En 1918 Jean-Baptiste Vagner est de retour dans sa ville où il exercera son ministère jusqu’au début de la deuxième guerre mondiale. « Lorsque je fus nommé curé de Thionville, il y a quatorze ans, je trouvai dans les combles du presbytère un drapeau enroulé autour de sa hampe. C’était un drapeau français que s’étaient transmis tous mes prédécesseurs depuis 1870 et qu’ils avaient mis en sureté en attendant des jours meilleurs. Lorsque l’occupant m’obligea à quitter ma paroisse, il y a trois ans, le drapeau était encore intact .A mon retour mon premier souci fut d’aller voir ce qu’il était devenu : hélas, il avait été arraché de sa hampe, déchiré et il gisait dans la poussière, mais il était là. Aujourd’hui il flotte sur le presbytère et si vous passez par-là vous pouvez voir le drapeau français religieusement conservé pendant quarante-huit ans par les curés de Thionville. »
L’enfant de Buding devient une référence morale pour les thionvillois et est décoré de la Légion d’Honneur.

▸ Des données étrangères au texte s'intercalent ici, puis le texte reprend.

PR #880, opened 2026-06-02
Add GitHub Actions CI with a headless rendering smoke test

j-rivero:
## Add GitHub Actions CI with a headless rendering smoke test

Bootstraps continuous integration for `vrx4`. There was no CI before; this builds the workspace and verifies the simulation actually comes up and renders on every push and PR.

En mai 1940, à l’arrivée des Allemands, Vagner est évacué en Charente Maritime. Rentré à Thionville début août, il en est expulsé le 16 du même mois et se retrouve en région lyonnaise. Il a été repéré par les nouveaux maîtres qui ont consulté le « Livre d’Or du Souvenir Français » écrit par Jean-Pierre Jean en 1929. Ils y ont trouvé une liste assez complète de patriotes indésirables à leurs yeux.
1943. Jean-Baptiste Vagner était de longue date de santé fragile. Il sent que son état physique décline et rejoint sa famille réfugiée en Saône et Loire. Il est hospitalisé à Mâcon et y décède le 10 mars. Des obsèques solennelles seront célébrées à Thionville le 26 septembre 1946.
Quant au Souvenir Français auquel il se sera largement consacré, il reprendra vie après le 8 mai 1945. Ainsi à Koenigsmacker, par exemple, les représentants locaux de l’association tiendront leur première réunion le 3 novembre de la même année. En mars 1946 elle comptera 75 adhérents et poursuivra sa progression pour arriver, sous la présidence d’Edmond Schmitt, à 138 membres en 1952.
Le drapeau du Souvenir Français est toujours présent de nos jours lors des cérémonies commémoratives.